The quality of a sequencing run is very important. As such, many values are recorded so that the End User can assess the quality of the results produced from a sequencing run.

  • fastqc_raw_reads_1 and fastqc_raw_reads_2 are the number of reads prior to cleaning by either seqyclean or fastp.
  • seqyclean_Perc_Kept (params.cleaner = 'seqyclean') or fastp_pct_surviving (params.cleaner = 'fastp') indicate how many reads remain after removal of low-quality reads (more = better).
  • num_N is the number of uncalled bases in the generated consensus sequence (less = better).
  • num_total is the total number of called bases in the generated consensus sequequence (more = better). As many consensus sequences are generated with this workflow via amplicon sequencing, the intitial and end of the reference often has little coverage. This means that the number of bases in the consensus sequence is less than the length of the reference sequence.
  • num_pos_${params.minimum_depth}X (which is num_pos_100X by default) is the number of positions for which there is sufficient depth to call variants (more = better). Any sequence below this value will be an N.
  • aci_num_failed_amplicons uses the amplicon file to give a rough estimate as to which primer pairs are not getting enough coverage (less = better).
  • samtools_num_failed_amplicons uses the primer file to detect primer pairs and estimates coverages based on this (less = better).

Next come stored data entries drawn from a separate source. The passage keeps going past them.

PR #2793, opened 2021-02-19
Hide un-actionable standard projects

### LINKED ISSUE #2691: Don't offer standard projects if none are available.

vsrisuknimit:
Situation: #2664 makes standard projects available at all time. This can be useful for new players but unnecessary and create visual overload for experienced players who can remember all standard project cost by heart. It also create the problem in #2691. Standard project is offered as the first choice when none is available.

This PR can close #2691.

Changes:
- Rename tutorial mode to learner mode. @kevinb9n mentioned tutorial mode is not exactly the right name. 'Beginner mode' sounds too similar to beginner corps, hence learner mode for people still learning how to play may need the extra info that experienced players can find unnecessary.
- Use the learner mode to add an extra class to standard project cards to hide them if they are not actionable.
- If no standard project is available at all, don't add the choice in components/orOptions

Little problem.
- It does not self-select pass as the first choice option. Not a big deal, but it would be nice if we can save one more click.
- I try to play around with how the inputs are generated instead but that is on server side has no access to PreferenceManager.
- I played around with idx but the cause sell to become pass, sell to becomes no action. Shift up 1 or down 1. I am not sure how to deal with it. The current solution is just not add the element when standard projects are unavailable and skipped.

Examples:

When learner mode is on:
image

When learner mode is off, and no standard projects is available:
image
Note that pass is not auto-selected.

When learner mode is off and some standard projects are available:
image


src/components/OrOptions.ts
```diff
@@ -119,29 +120,45 @@ export const OrOptions = Vue.component('or-options', {
...
+      if (option.title === 'Standard projects' && option.enabled !== undefined ) {
+        if (option.enabled.every((p: boolean) => p === false)) {
+          const learnerModeOff = PreferencesManager.loadValue('learner_mode') === '0';
+          if (learnerModeOff) {
+            skippedStandardProject = true;
+          }
+        }
+      }
+
+      // Only push this orOption element if we are not skipping standard projects
```
sienmich, line 135: I think it would be simpler and cleaner to not change OrOptions but to add one `if` in `Player.ts` when adding SPs as an option. That would be one line addition. What do you think?

vsrisuknimit: I do not think you can access PreferenceManager from Player.ts. That is server-side? But I did not try very hard.

sienmich: I see. Still, I think hiding the SPs card manualy is ugly in this case, this could lead to bugs in the future. I'll try to propose some better solution, ok?

sienmich: Maybe the Preference Menagerie should be accessible from the Player

vsrisuknimit: If we can add a new property (learner_mode) to player and change the value along with the PreferenceManager's value. But I think the current method is cleaner. All we do is not adding an element that is not going to be used. 

But I could always get behind a cleaner solution.

vsrisuknimit: The problem with putting something on the server-side like in player.ts is also that the learner mode preference would not be persistent across many games.

bafolts: > All we do is not adding an element that is not going to be used.

This is true. But what happens when there is another option we don't want to show in `learner_mode`? With this strategy we would have to continue to have places throughout the code where we check `learner_mode` each place we want to hide the option. For example, what if within an `AndOptions` we wanted to have this logic in the future? We would have to copy this code into `AndOptions` as well.

Adding a property for `learner_mode` to `Player` would make sense to me. In this situation the `Player` has not selected the beginner corporation but they are in learning mode. Regardless of which client they are using I assume they would want to be in `learner_mode`. To associate the property with the `Player` another strategy would be to provide in the query string to the `/player/input` route an additional query string argument. The url would then become:

`/player/input?id=playerid&learnerMode=true`

On the server when we are processing player input we would then know that we are processing the input for a learner. At this point could store on `Player` that the user is a learner. From there once we know the `Player` is a learner we can hide this option and in the future hide or show more options with ease. All the wiring would already be in place. I don't think there would be a need to serialize learner mode but could also add it to serialization.

vsrisuknimit: Adding learner mode as a property seems fine to me if that is how we want to go. Some questions
1) Some players may want to turn on learner_mode without playing Beginner Corporation. How do we set the value? Do we still have learner_mode value under PreferenceManager?
2) Can you update this value in Player mid way through the game through Preferences? As soon as you toggle or after clicking okay?

I am not sure how to do it with query string. I will leave that to someone else to try, but I can attempt to play around with adding the property to player and set things up Beginner Corp.

bafolts: Any player interaction goes through the `WaitingFor` component. The POST request is made [here](https://github.com/bafolts/terraforming-mars/blob/main/src/components/WaitingFor.ts#L147). On this URL is where you could provide the query string argument.

The request ends up on the server [here](https://github.com/bafolts/terraforming-mars/blob/main/src/server.ts#L164). From here you could set the property. The property would then be available on the server.

If a user were to toggle the learner mode preference after the server had already sent the option they would have to refresh the page to see the option. I think this is fine since someone with learner mode shouldn't be continually changing the preference during game play.

vsrisuknimit: What should happen after the toggle in Preferences? Redirect directly with `window.location.href`?

bafolts: Including a message that the user may need to refresh the page for their changes to take effect would be good enough for me. I wouldn't expect this option to change often. During a game if you were in learner mode I would assume you would be in learner mode until the end of that game.

vsrisuknimit: What I don't understand is how the toggle will propagate the data all the way to the server without changing the query url and how to do that with just manual refresh?

bafolts: Sorry if this feels like I am going back and forth but giving it some more thought I do think this will want to remain on the client side. I was trying to come up with a good answer to your question and was unable to. Updating the server after it has already created the "waiting for" would have more repercussions than anything we may happen to introduce on the client with this change. I will take another look at this with client side mindset. This will need support for one option within an `OrOptions` to be hidden. If there are only 2 total options and hiding one of them leaves us with one option we would need a way to display that. If the only available option in an `OrOptions` were hidden we would have to also have some user interface for the user. In that situation we would most likely need to display the option to the user anyway. We can only hide the option if there is at least one other option to pick.

src/models/PlayerInputModel.ts
```diff
@@ -14,6 +14,7 @@ export interface PlayerInputModel {
     canUseSteel: boolean | undefined;
     canUseTitanium: boolean | undefined;
     cards: Array<CardModel> | undefined;
+    enabled?: Array<boolean>;
```
bafolts, line 17: Instead of passing `enabled?: Array<boolean>` I think we should pass `learnerMode`. This would indicate that this input is meant for players using learner mode. Similar to `showOwner` I would again use `learnerMode?` and make the property optional so that we are only sending it when it is needed. When creating the `SelectCards` for the standard projects if all of the cards are disabled we would set `learnerMode` to `true`. With this in place in `OrOptions` we then only need to consider what to do when any option has `learnerMode` set to `true`.

src/components/OrOptions.ts
vsrisuknimit: Currently, the only time where you are offered an option that is un-actionable is here, only for standard projects due to #2664 . I do not intend for this hiding effect to take place in anything else.

So perhaps I should make this more specific to that.

src/models/PlayerInputModel.ts
vsrisuknimit: Does `learnerMode` need passing since it is already fetched from PreferenceManager from anywhere client side? `enabled?: Array<boolean> ` is still needed because that is how #2664 tell the client side which standard project is affordable.

bafolts: The `learnerMode` property from the server would indicate to the client that this `PlayerInputModel` should only be shown when the client has selected the `learner_mode` preference. With that in place `enabled?: Array<boolean>` could be moved server side to set the `learnerMode` property to indicate that when every card is not enabled then the option should only be shown in learner mode.

vsrisuknimit: I don't think I follow. `enable` is both server-side and client-side. Server side it tells which standard projects are available, actually actionable. Client-side it tell vue what cards to gray out. I don't think we can have it server-side only.  You are trying to replace enabled<> array with learnerMode when the array is all false. But the array is not always all false.

bafolts: > Client-side it tell vue what cards to gray out.

This is handled through [isDisabled](https://github.com/bafolts/terraforming-mars/blob/main/src/models/CardModel.ts#L16). 

I am not trying to _replace_ the enabled property on `src/inputs/SelectCard`. Instead of sending this data to the server on `PlayerInputModel` I am recommending to introduce a new property of `learnerMode`. With a property for `learnerMode` on `PlayerInputModel` we could re-use this property for any `PlayerInputModel` in the future that we only wanted to show the user client side if they were in learner mode.

vsrisuknimit: Ah, you are certainly right. Sorry, it has been a while ago since I made the PR so I sort of forgot. I will work on it tonight.

vsrisuknimit: @bafolts I removed `enabled` and added `showOnlyInLearnerMode` that is calculated at ServerModel.

vsrisuknimit:
image

Still a little problem of the 'pass' not being preselected. I am not quite sure how to fix this here.

src/components/OrOptions.ts
```diff
@@ -119,29 +120,45 @@ export const OrOptions = Vue.component('or-options', {
...
-                props: {
-                  title: $t(option.buttonLabel),
-                  type: 'submit',
-                  size: 'normal',
-                  onClick: () => {
-                    this.saveData();
+
+      // Label with title standard project will be skipped if no suboption is available and learner mode is off.
+      let skippedStandardProject = false;
+      if (option.title === 'Standard projects') {
```
bafolts, line 126: It shouldn't matter what the title is. As long as `option.showOnlyInLearnerMode` is `true` we can run the logic to skip this option. The variable name `skippedStandardProject` can be more generic and could be `skippedOption`.

src/components/OrOptions.ts
```diff
@@ -119,29 +120,45 @@ export const OrOptions = Vue.component('or-options', {
...
+        if (option.showOnlyInLearnerMode) {
+          const learnerModeOff = PreferencesManager.loadValue('learner_mode') === '0';
```
bafolts, line 128: The `loadValue` function returns the empty string if this value is not set and not `0`. I would add a `PreferencesManager.loadBooleanValue('learner_mode')` to the `PreferencesManager` to avoid having to check what the value happens to be.

vsrisuknimit: done. and simplified the check.

src/components/OrOptions.ts
vsrisuknimit: removed. I was hoping this would apply just to standard projects and nothing else. The check is to help with that, but showOnlyInLearnerMode should be false or undefined most of the time.

bafolts (approved):

src/components/OrOptions.ts
bafolts: That `loadBooleanValue` will go a long way for other places we are checking values for `=== '1'`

More imformation on evaluating amplicon/primer failure can be found in the FAQ under the question 'Is there a way to determine if certain amplicons are failing?'

Kraken2 is optional for this workflow, but can provide additional quality assessment metrics:

  • top_organism is the most common organism identified in the reads.
  • percent_reads_top_organism is the percentage of reads assigned that organism (more = better).
  • %_human_reads is the percentage of human reads reads (less = better).